Quando le proprietà di differenziazione delle cellule EpH4 sono state esplorate in una coltura di matrice 3D, è stato scoperto che la produzione di beta-caseina ha raggiunto il picco da otto a 10 giorni e l'espressione di cyclin D1 era massima a quattro o sei giorni dopo la stimolazione HIP. Per determinare il posizionamento delle singole celle, sono state macchiate con DAPI e immagini con microscopia confocale. La morte cellulare interna e la formazione di lumen cavi sono state osservate nelle mammosfere mentre l'aggiunta di HGF ha portato alla formazione di strutture tubolari.
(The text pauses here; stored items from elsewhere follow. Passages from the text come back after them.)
PR #146, opened 2026-02-26
fix: default to nauth namspace for default cluster ref

choufraise:
The default cluster reference, global to the operator, may be set by name only (no namespace). This cluster should be used for all accounts the nauth operator manages, hence possibly cross namespaces, hence the default namespace for this cluster reference should be the nauth operator namespace (not the account namespace).

### DIFF
--- a/cmd/main.go
+++ b/cmd/main.go
@@ -19,6 +19,7 @@ package main
 import (
 	"crypto/tls"
 	"flag"
+	"log"
 	"os"
 	"path/filepath"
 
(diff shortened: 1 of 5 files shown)


henriropp (commented):
Great work! Some minor go convention related comments only.

thobiaskarlsson:
Converted back to draft as we found a lot of possible issues with a _default_ cluster. Will go for an _explicit_ cluster instead and make the ref more strict.

thobiaskarlsson:
Closing PR. Will open a new one based on the new findings.

PR #149, opened 2026-03-02
feat: extract nats cluster config lookup from manager

choufraise:
Today we are resolving the cluster specific details within the Account Manager, -Factory and even the NATS client (implementation). With the introduction of `NatsClusterRef` this quickly turns into spaghetti code. A `NatsCluster` resource defaults to the Account namespace if absent, while legacy secrets lookup (System Account Admin creds & Operator Signing Key) defaults to the NAuth Operator namespace. Due to this it's close to impossible to understand what "default-"/"nauth-"/"operator-"/(simply) namespace relates to. Short answer is that it depends on the context, becoming extremely error-prone. Extracting the lookup of cluster details into a separate, testable port ensures separation of concerns and more focused unit tests, not at least for the (business related) account management flows.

Qualcuno che esegue questa tecnica per la prima volta dovrebbe tenere a mente che la placcatura delle cellule HC11 è importante. Anche una corretta estrazione delle cellule EpH4 dalla matrice è fondamentale per la quantificazione delle proteine perché eventuali residui influenzeranno la determinazione delle proteine. Questa tecnica può essere utilizzata per indagare altri trasduttori di segnale che possono comportarsi in modo simile.
Se ci sono mutazioni del conducente in un cancro, la loro completa inibizione non sarà necessaria poiché bassi livelli rimanenti indurrebbero effettivamente la differenziazione.